Definitions from Knowledge Management in Organizations Flashcards
Post-industrial society
A society where the service sector is dominant and knowledge-based goods/services have replaced industrial, manufactured goods as the main wealth generators.
Epistemology
Philosophy addressing the nature of knowledge. Concerned with questions such as: is knowledge objective and measurable? Can knowledge be acquired or is it experienced? What is regarded as valid knowledge and why?
Positivism
While Comte, a nineteenth-century French philosopher, founded what is now called positivism, Durkheim was arguably the first to translate these ideas into the realm of sociology. Durkheim was concerned to make sociology into a science, and advocated the use of a positivistic philosophy. This philosophy assumes that cause and effect can be established between social phenomena through the use of observation and testing, and that general laws and principles can be established. These general laws and principles constitute objective knowledge.
Practice
Practice refers to purposeful human activity. It is based on the assumption that activity includes both physical and cognitive elements, and that these elements are inseparable. Knowledge use and development is therefore regarded as a fundamental aspect of activity.

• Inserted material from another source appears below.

PR #1788, opened 2020-12-05
New keyboard API for Windows

ArturKovacs:
- [x] Tested on all platforms changed
- [x] Compilation warnings were addressed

Perspective making and taking
Perspective making is the process through which an individual develops, strengthens, and sustains their knowledge, beliefs, and values. Perspective taking is the process through which people develop an understanding of the knowledge, values, and ‘worldview’ of others.
Knowledge worker (‘professional knowledge work’ perspective)
Someone whose work is primarily intellectual, creative, and non-routine in nature, and which involves both the utilization and creation of abstract/theoretical knowledge.
Knowledge worker (‘all work is knowledge work’ perspective)
Anyone whose work involves the use of a reasonable amount of tacit and contextual and/or abstract/conceptual knowledge.
Organizational learning
The embedding of individual- and group-level learning in organizational structures and processes, achieved through reflecting on and modifying the norms and values embodied in established organizational processes and structures.
Learning organization (propagandists)
An organization which supports the learning of its workers and allows them to express and utilize this learning to the advantage of the organization, through having an organizational environment which encourages experimentation, risk taking, and open dialogue.
Learning organizations (sceptics)
An organization where socially based control systems are used to create value alignment around the benefits to all of learning, which has the potential to reinforce managment power, and contradict the logic of emancipation embodied in the learning organization rhetoric.
Open innovation
A distributed innovation process based on the deliberate management of knowledge across organizational boundaries.
Absorptive capacity
An organization’s ability to understand, absorb, and use external knowledge.
Unlearning versus forgetting
Unlearning refers to the ability to deliberately dispose of or discard obsolete, outdated, or unwanted knowledge. Forgetting refers to the loss of knowledge that is not necessarily intended or planned.
Knowledge leakage
The accidental or deliberate disclosure of confidental organizational knowledge which, when intercepted, may significantly erode or impact the competitive advantage of the firm from which the knowledge leaked.
Knowledge repository
A comuter-based system for storing and organizing codified organizational knowledge, in all sorts of different formats, with the aim to make this knowledge easily accessible for other people.